PR #756, opened 2026-02-26
Sbachmei/mic 6812/handle nested pipeline queries

stevebachmeier:
### Description

- *Category*: 
- *JIRA issue*: https://jira.ihme.washington.edu/browse/MIC-6812


src/vivarium/framework/population/population_view.py
```diff
@@ -189,7 +193,7 @@ def get_attribute_frame(
         index: pd.Index[int],
         attribute: str,
         query: str = "",
-        include_untracked: bool = False,
+        include_untracked: bool | None = None,
```
albrja, line 195: This seems weird that a argument that should be boolean can be None.

src/vivarium/framework/population/population_view.py
```diff
@@ -606,22 +623,42 @@ def _update_column_and_ensure_dtype(
...
-        We explicitly set 'include_untracked' to True during initialization and
-        population creation lifecycle phases.
+        Only the tracked query is affected. Any explicit ``query`` argument is
+        always preserved so that pipeline sources can further subdivide the index.
         """
-        include_untracked = include_untracked or self._manager.get_current_state() in [
-            lifecycle_states.INITIALIZATION,
-            lifecycle_states.POPULATION_CREATION,
-        ]
+        skip_tracked_query = include_untracked is True or (
```
albrja, line 645: I think I am having trouble following the mental map of this but if you are trying to solve whether or not to include tracked simulants in a nested pipeline, wouldn't you still have the argument from the top level? Or another way to ask this is if I want to include untracked simulants in my query (from my original call at the top level) then wouldn't I always want that if it was a nested pipeline? I think I am missing something that made adding None to this necessary.

src/vivarium/framework/population/population_view.py
stevebachmeier: None just represents that they didn't pass anythingn in. That gets handled differently later

stevebachmeier: So basically if they don't pass anything in (None), then we handle the tracking query the way we think they want (i.e. exclude untracked simulants during outer call unless on initialization but then do not append the tracking filter on subsequent nested calls (which is actually a no-op since they've already been removed from the outer call).

But if the user wants to do something out of the ordinary, they are free to explicitly pass in True or False.

It boils down to the default behavior used to be passing in False, but we wanted a slightly different default behavior which is False in outer calls and True in nested calls.

src/vivarium/framework/population/manager.py
rmudambi, line 616: Unrelated to this PR, but it is a bug:
If we skip the post-processor, we will not return requested query columns.

src/vivarium/framework/engine.py
```diff
@@ -224,14 +224,6 @@ def __init__(
         self._lifecycle.add_constraint(
             self.add_components, allow_during=[lifecycle_states.INITIALIZATION]
         )
-        self._lifecycle.add_constraint(
```
rmudambi, line 227: Why did you remove this constraint? The population isn't created until `lifecycle_states.POPULATION_CREATION` which is after `POST_SETUP`, so it doesn't make any sense to call it before then.

src/vivarium/framework/population/population_view.py
stevebachmeier: You're basically right. Even if we didn't change it if include_untracked is None, then it would add the filter but since the population is already reduced from the outer call it would just be a no-op. So this just removes redundant/usesull querying.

[Your assignment] Lines holding the word "argument" should be copied from the entries above.

[Solution for this exercise]
albrja, line 195: This seems weird that a argument that should be boolean can be None.
+        Only the tracked query is affected. Any explicit ``query`` argument is
albrja, line 645: I think I am having trouble following the mental map of this but if you are trying to solve whether or not to include tracked simulants in a nested pipeline, wouldn't you still have the argument from the top level? Or another way to ask this is if I want to include untracked simulants in my query (from my original call at the top level) then wouldn't I always want that if it was a nested pipeline? I think I am missing something that made adding None to this necessary.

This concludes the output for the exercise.